Çünkü iki siyasi parti eşliğinde oluşan süreçte diğer siyasi partilerin önerisi alınamadı. Anayasa, 600 vekil, seçilme yaşının 18’e inmesi gibi şirin gösterilen birkaç maddenin yanı sıra hiçbir maddesi tam manası ile açıklanmadı. Cumhurbaşkanlığı adı altındaki bir başkanlık sistemine geçişin anayasası yapılmak istendi. Buna temelden karşı olan bizler dolayısı ile sürece katılamadık. Anayasa ile ilgili görüşlerimiz parlamenter sistem ile alakalıdır, mevcut ve yazılıdır.
“Verilecek cevap belli”
“OHAL varken anayasa yapılmasına engel yoktur. Ama doğrusu bu değildir. Anaysa ile alakalı STK’lar gösteri yapmak istediler.
Çıkan bir kararname ile bir ay boyunca gösteri yasağı geldi. O gösteri barışçıl olduğu, kimseye zarar vermediği, düşünceyi ifade etmek amaçlı olduğu müddetçe serbest kalmalıdır.

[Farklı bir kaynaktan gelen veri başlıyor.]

PR #628, opened 2018-04-02
uefi-troubleshooting add efi=no-rs section

awokd:
The nice thing about standards like UEFI is there are so many ways to choose to implement them. Sadly, many are wrong...

### DIFF
--- a/troubleshooting/uefi-troubleshooting.md
+++ b/troubleshooting/uefi-troubleshooting.md
@@ -143,3 +143,40 @@ Ctrl-Alt-F2), or booting from installation media in "Rescue a Qubes system" mode
 
        efibootmgr -v -c -u -L Qubes -l /EFI/qubes/xen.efi -d /dev/sda -p 1 "placeholder /mapbs /noexitboot"
 
+Installation freezes before getting to Anaconda
+-----------------------------------------------
+
+On some early, buggy UEFI implementations, you may need to disable EFI under Qubes completely.
+This can sometimes be done by switching to legacy mode in your BIOS/UEFI configuration.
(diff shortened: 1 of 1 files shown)


troubleshooting/uefi-troubleshooting.md
```diff
@@ -143,3 +143,40 @@ Ctrl-Alt-F2), or booting from installation media in "Rescue a Qubes system" mode
...
+5. Execute the following commands:
+   ~~~
+   cp -R /mnt/sysimage/boot/efi/EFI/qubes /mnt/sysimage/boot/efi/EFI/BOOT
+   mv /mnt/sysimage/boot/efi/EFI/BOOT/xen.efi /mnt/sysimage/boot/efi/EFI/BOOT/BOOTX64.efi
+   mv /mnt/sysimage/boot/efi/EFI/BOOT/xen.cfg /mnt/sysimage/boot/efi/EFI/BOOT/BOOTX64.cfg
+   ~~~
+6. Go back to `tty6` (Ctrl-Alt-F6) and click `Reboot`.
+7. Continue with setting up default templates and logging in to Qubes.
+
+Whenever there is a kernel or Xen update for Qubes, you will need to follow these [other steps above](/doc/uefi-troubleshooting/#boot-device-not-recognized-after-installing) because your system is using the fallback UEFI bootloader in `[...]/EFI/BOOT` instead of directly booting to the Qubes entry under `[...]/EFI/qubes`.
```
marmarek: `/usr/lib/kernel/install.d/90-xen-efi.install` attempts to handle non-default dirs too. But it rely on ability to query EFI variables, which is impossible with `efi=no-rs`. So yes. this paragraph is needed.

PR #629, opened 2018-04-02
Add FAQ item about coreboot

vincentadultman:
As touched on in IRC with holger and marek. New and existing users are often confused about what hardware to buy and whether coreboot is superior to vendor bios.  I've tried to keep this entry concise (it could already be considered too long) what I've tried to do is include the most often asked questions without writing a tutorial which is probably out of scope for the Qubes website and better left to the coreboot wiki. I've ignored libreboot here as it is not part of the certified hardware requirements and I don't recall a report of success.

### DIFF
--- a/about/faq.md
+++ b/about/faq.md
@@ -115,6 +115,10 @@ At the same time, due to the smart use of Xen shared memory, our GUI implementat
 
 Please refer to [this page](/doc/vm-sudo/).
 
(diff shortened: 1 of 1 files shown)


andrewdavidwong:
Minor point: Did you mean "trustworthy" rather than "trustable"?

PR #631, opened 2018-04-03
Documentation for awesome WM

3hhh:
incl. a guide for focus steal hardening

### DIFF
--- a/customization/awesome.md
+++ b/customization/awesome.md
@@ -1,0 +1,187 @@
+---
+layout: doc
+title: awesome
+permalink: /doc/awesome/
+redirect_from:
+- /en/doc/awesome/
+- /doc/awesome/
+---
+
+# Using awesome in dom0
+
+## Qubes-specific features
+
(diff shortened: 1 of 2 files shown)


woju:
BTW don't you want to package that focus-oriented snippet in our package for people to be able to just `require` it in their configs?

3hhh:
> BTW don't you want to package that focus-oriented snippet in our package for people to be able to just require it in their configs?

I even considered providing a patch file for all changes.

However even the snippet contains options that users may choose upon (do I want to clear focus on that event or not?) and considering the probably small awesome user base of technical people I thought it would be better to try to explain the approach and let everyone make his own decision in the end. That might even help people with other awesome versions.

If there's some demand for it in the future though, I'll consider creating a patch that enables/disables the hardening depending on some variable being set in the rc.lua.

woju:
In principle I have nothing against, but it would be up to i3 guys to write it.

PR #634, opened 2018-04-21
Update fedora-minimal.md

trueriver:
I found the existing doc misleading, as it claims sudo is not installed. This misled me to try to install sudo, which dnf said was already there. Also, the fact that the template does not have passwordless root is not a bug and therefore the relevant install should not be described as a "fix" in the doc.

I have also included explicit instructions to enable passwordless root, which will also serve as an example to newcomers of how to install the packages listed in the following section.

### DIFF
--- a/managing-os/templates/fedora-minimal.md
+++ b/managing-os/templates/fedora-minimal.md
@@ -66,17 +66,33 @@ A comprehensive guide to customizing the minimal template is available [here][GU
 Qubes 4.0
 ---------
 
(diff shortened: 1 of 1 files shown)


trueriver:
This is my first ever pull request, not only here but on any git based system. I will appreciate feedback if I am unaware of any cultural or technical practices.

andrewdavidwong:
Just a handy tip for future reference: You can close an issue from a commit by including a keyword and issue in the commit message. In your case, it would be:
```
Fixes QubesOS/qubes-issues#3833
```

PR #635, opened 2018-04-22
faq: add steps to edit update repositories

awokd:
per https://github.com/QubesOS/qubes-issues/issues/3737#issuecomment-383401560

Aksi halde birbirimizin sesini duymazsak bu yol ayrımına geldiğimizde birileri kendisini dışlanmış hisseder.
Eğer biz mümkün olduğu kadar mutabakat zeminini genişletir herkesi bunun içerisine katarsak herkes de bunu benimseyecektir. Biz ne kadar dar kapsamlı tutarsak birileri o kadar dışında kalır. Amerika, Şili ve başkanlık ile alakalı birçok sistemi inceledim. Allah Amerikan’ın Trump’nı verdi zaten. Başkanı seçtiler fakat iki yıl sonra meclisi seçecekler” dedi.